調査の結果、2014年度から2016年度の3年間で会話問題の数は増加していました。そして2015年度から2016年度の間において、2014年度から2015年度の間よりも会話形式問題の数が増加していることが判明しました。

受験英語と使える英語

「受験英語」は日本において最も規模が大きい英語試験。大学生になって個人が 「使える英語」を自分で選択することより前に、この試験を突破する必要があるでしょう。

私は、その「受験英語」で会話形式問題が増加しているということは好ましいことでると考えました。大東 (2004年)や川上(1997年)の述べているような生徒を振り分けるために難解な語彙を答えさせる「受験英語」より、会話形式問題という日常的に頻出な語句が多い「受験英語」の方がテストとしては適している、と当時の自分は結論づけました。

なぜなら、難解な語彙を試す試験よりも、一般的な会話問題を解くことがその後、各個人が「使える英語」を選択する上で好ましいからだと考えていたからです。関連する先行研究を見ると、西谷太(1986年)は実用英語について「受験時代に培われた文法力、構文力、語い力が最後にモノを言うようである」と述べています。

西谷は「受験英語」が大学に入学した後の個人にとって「使える英語」と目されるものと結びつくことが良いと考えていました。そうであれば「コミュニケーション重視の英語教育」は決してこれまでの文法偏重を否定するのではなく、より一般的な英語力を身につけさせたい、という意向が働いているのではないだろうか、と推論をしました。今後の課題としては、調査対象を増やすこと、そして調査の質を高めることを目標にする、という言葉で論文を締めくくりました。

学部とは異なる国立大学の修士課程へ

卒論を提出した後、その論文を基に審査される修士過程の入学試験がありました。その試験は口頭試験だったのですが、ある先生に「統計が全然できてない。
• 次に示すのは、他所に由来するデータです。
PR #4508, opened 2022-04-21
Test labels in `LinkNeighborLoader`

Padarn:
Fixing a small bug in the return type of the labels and and adding a test.

### DIFF
--- a/torch_geometric/loader/link_neighbor_loader.py
+++ b/torch_geometric/loader/link_neighbor_loader.py
@@ -215,8 +215,9 @@ class LinkNeighborLoader(torch.utils.data.DataLoader):
             and labels :obj:`1` to :obj:`num_classes` represent the labels of
             positive edges. (default: :obj:`0.0`).
             Note that returned labels are :obj:`torch.float` when it is binary
-            classification (to facilitate ease-of-use with :meth:`torch.binary_cross_entropy_loss`)
-            and :obj:`torch.long` when it is a multi-class classification problem.
+            classification (to facilitate ease-of-use with
+            :meth:`torch.binary_cross_entropy_loss`) and :obj:`torch.long`
+            when it is a multi-class classification problem.
         **kwargs (optional): Additional arguments of
             :class:`torch.utils.data.DataLoader`, such as :obj:`batch_size`,
             :obj:`shuffle`, :obj:`drop_last` or :obj:`num_workers`.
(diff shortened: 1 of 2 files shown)


Padarn:
Faling test here looks irrelevant - flaky test?

torch_geometric/loader/link_neighbor_loader.py
```diff
@@ -31,7 +31,8 @@ def _create_label(self, edge_label_index, edge_label):
             return edge_label_index, edge_label
 
         if edge_label is None:
-            edge_label = torch.ones(num_pos_edges, device=device)
+            edge_label = torch.ones(num_pos_edges,
```
rusty1s, line 34: Mh, I am actually in favor of keeping it that way since `BCELoss` expects floating-point inputs. Does that work for you?

Padarn: I see, in this case do you think the assert below on line 36 should be removed?

Padarn: But yes generally fine by me, just wanted to make sure the behaviour was consistent

rusty1s: I think the assert is a good check, since in case edge labels are given, we expect that this is a multi-class classification. If it is not, edge labels should not be passed to the loader in the first place.

Padarn: right, okay I'm sold on your idea - I'll revert this and update the docstring a bit

torch_geometric/loader/link_neighbor_loader.py
```diff
@@ -215,8 +215,8 @@ class LinkNeighborLoader(torch.utils.data.DataLoader):
             and labels :obj:`1` to :obj:`num_classes` represent the labels of
             positive edges. (default: :obj:`0.0`).
             Note that returned labels are :obj:`torch.float` when it is binary
-            classification (to facilitate easy use with cross entropy loss)
-            and :obj:`torch.long` when is multiclass.
+            classification (to facilitate easy use with :obj:`BCE_loss`)
```
rusty1s, line 218:
```suggestion
            classification (to facilitate ease-of-use with :meth:`torch.binary_cross_entropy_loss`)
```

torch_geometric/loader/link_neighbor_loader.py
```diff
@@ -215,8 +215,8 @@ class LinkNeighborLoader(torch.utils.data.DataLoader):
...
+            and :obj:`torch.long` when is a multiclass classification problem.
```
rusty1s, line 219:
```suggestion
            and :obj:`torch.long` when it is a multi-class classification problem.
```

rusty1s (approved):

rusty1s (approved):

研究ナメてんの? うちの大学の修士課程はとんでもなく厳しいんだからね!覚悟しておきなさい!」と、小一時間説教されたのはいい思い出です。

結果的に、学部とは別の国立大学の修士課程に入学することになったので、学部と同じ私立の修士課程には入学しなかったのですが、どうやら説教した先生のせいで、私が入学しなかったという噂が広まってしまったようです。